Data for processing =>
PR #149, opened 2021-11-29
Added additional nodes

HPaulson:
Added Nodes 13 - 18 to the registry list. 

Each of these machines is owned and operated by SeismicCore, LLC on behalf of our clients listed in the "Owner" field therein. Each node meets all necessary listing criteria, and has been operating for at least 30 days.

### DIFF
--- a/lib/nodes.go
+++ b/lib/nodes.go
@@ -85,4 +85,34 @@ var NODES = map[uint64]DeSoNode{
 		URL:   "https://nftz.zone",
 		Owner: "mvanhalen",
 	},
+	13: {
+		Name:  "Cloutible",
+		URL:   "https://cloutible.club",
+		Owner: "DawaynePerza",
+	},
+	14: {
+		Name:  "Agbegbe",
+		URL:   "https://agbegbe.org",
+		Owner: "TheParkerazzi",
+	},
+	15: {
+		Name:  "CloutingAround",
+		URL:   "https://cloutingaround.dev",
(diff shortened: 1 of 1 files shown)


lib/nodes.go
```diff
@@ -85,4 +85,34 @@ var NODES = map[uint64]DeSoNode{
...
+		Owner: "paulobrien",
+	},
+	17: {
+		Name:  "Mousai",
+		URL:   "https://deso.mousai.stream",
+		Owner: "marlonjm2k",
+	},
+	18: {
+		Name:  "KoalaTBooks",
+		URL:   "https://koalatbooks.com",
```
maebeam, line 115: This domain was created two weeks ago, please resubmit it later.

maebeam:
The others look good though!

lib/nodes.go
HPaulson: @maebeam The node itself has been online for more than 30d, as per the requirement. The domain is newer, but the node was still live and processing tx's for weeks prior to the domain registration (It was used for API calls and other interactions using IP)

Not quite sure why domain registry would be used to calculate node uptime, as the metrics are entirely unrelated.

maebeam: Thanks for the clarification on uptime

HPaulson: @maebeam No problem -- thanks for the merge. As per the ineligible node, I'll go head and submit another PR to remove it.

Work order =>
Go through the data, and copy each line in which the word "Name" appears.

Exercise output =>
+		Name:  "Cloutible",
+		Name:  "Agbegbe",
+		Name:  "CloutingAround",
+		Name:  "Mousai",
+		Name:  "KoalaTBooks",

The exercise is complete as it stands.